AIM OF THE EXERCISE:
Word for word, transcribe all of the records.

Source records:
________________________

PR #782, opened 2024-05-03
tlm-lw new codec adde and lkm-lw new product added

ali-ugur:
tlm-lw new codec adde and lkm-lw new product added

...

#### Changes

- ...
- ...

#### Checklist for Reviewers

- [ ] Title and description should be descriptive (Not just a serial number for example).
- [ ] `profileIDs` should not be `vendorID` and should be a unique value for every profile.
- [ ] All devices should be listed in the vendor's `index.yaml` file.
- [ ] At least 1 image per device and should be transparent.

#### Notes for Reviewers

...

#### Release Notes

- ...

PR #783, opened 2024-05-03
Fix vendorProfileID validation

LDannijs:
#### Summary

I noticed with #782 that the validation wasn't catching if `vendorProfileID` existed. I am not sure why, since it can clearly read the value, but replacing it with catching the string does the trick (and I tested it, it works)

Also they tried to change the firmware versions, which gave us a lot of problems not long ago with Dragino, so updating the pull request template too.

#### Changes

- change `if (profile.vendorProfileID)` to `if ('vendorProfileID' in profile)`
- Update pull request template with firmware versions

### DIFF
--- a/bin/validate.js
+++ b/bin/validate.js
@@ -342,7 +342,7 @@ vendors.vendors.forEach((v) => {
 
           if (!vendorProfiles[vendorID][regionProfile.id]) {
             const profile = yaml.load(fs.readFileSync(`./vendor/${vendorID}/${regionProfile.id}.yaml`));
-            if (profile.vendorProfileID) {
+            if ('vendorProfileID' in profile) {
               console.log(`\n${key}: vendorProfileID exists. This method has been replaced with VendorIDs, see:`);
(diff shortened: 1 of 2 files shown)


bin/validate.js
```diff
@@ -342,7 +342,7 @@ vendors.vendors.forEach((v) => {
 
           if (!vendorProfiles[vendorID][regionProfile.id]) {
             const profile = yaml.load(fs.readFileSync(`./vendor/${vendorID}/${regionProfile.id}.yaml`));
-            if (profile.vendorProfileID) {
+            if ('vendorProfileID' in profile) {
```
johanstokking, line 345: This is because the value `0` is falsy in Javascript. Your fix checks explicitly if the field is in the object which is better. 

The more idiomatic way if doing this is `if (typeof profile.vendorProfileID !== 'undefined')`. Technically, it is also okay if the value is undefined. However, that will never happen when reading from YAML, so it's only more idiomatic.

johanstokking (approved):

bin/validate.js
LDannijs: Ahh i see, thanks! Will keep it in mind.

________________________

FINISHED EXERCISE:
PR #782, opened 2024-05-03
tlm-lw new codec adde and lkm-lw new product added

ali-ugur:
tlm-lw new codec adde and lkm-lw new product added

...

#### Changes

- ...
- ...

#### Checklist for Reviewers

- [ ] Title and description should be descriptive (Not just a serial number for example).
- [ ] `profileIDs` should not be `vendorID` and should be a unique value for every profile.
- [ ] All devices should be listed in the vendor's `index.yaml` file.
- [ ] At least 1 image per device and should be transparent.

#### Notes for Reviewers

...

#### Release Notes

- ...

PR #783, opened 2024-05-03
Fix vendorProfileID validation

LDannijs:
#### Summary

I noticed with #782 that the validation wasn't catching if `vendorProfileID` existed. I am not sure why, since it can clearly read the value, but replacing it with catching the string does the trick (and I tested it, it works)

Also they tried to change the firmware versions, which gave us a lot of problems not long ago with Dragino, so updating the pull request template too.

#### Changes

- change `if (profile.vendorProfileID)` to `if ('vendorProfileID' in profile)`
- Update pull request template with firmware versions

### DIFF
--- a/bin/validate.js
+++ b/bin/validate.js
@@ -342,7 +342,7 @@ vendors.vendors.forEach((v) => {
 
           if (!vendorProfiles[vendorID][regionProfile.id]) {
             const profile = yaml.load(fs.readFileSync(`./vendor/${vendorID}/${regionProfile.id}.yaml`));
-            if (profile.vendorProfileID) {
+            if ('vendorProfileID' in profile) {
               console.log(`\n${key}: vendorProfileID exists. This method has been replaced with VendorIDs, see:`);
(diff shortened: 1 of 2 files shown)


bin/validate.js
```diff
@@ -342,7 +342,7 @@ vendors.vendors.forEach((v) => {
 
           if (!vendorProfiles[vendorID][regionProfile.id]) {
             const profile = yaml.load(fs.readFileSync(`./vendor/${vendorID}/${regionProfile.id}.yaml`));
-            if (profile.vendorProfileID) {
+            if ('vendorProfileID' in profile) {
```
johanstokking, line 345: This is because the value `0` is falsy in Javascript. Your fix checks explicitly if the field is in the object which is better. 

The more idiomatic way if doing this is `if (typeof profile.vendorProfileID !== 'undefined')`. Technically, it is also okay if the value is undefined. However, that will never happen when reading from YAML, so it's only more idiomatic.

johanstokking (approved):

bin/validate.js
LDannijs: Ahh i see, thanks! Will keep it in mind.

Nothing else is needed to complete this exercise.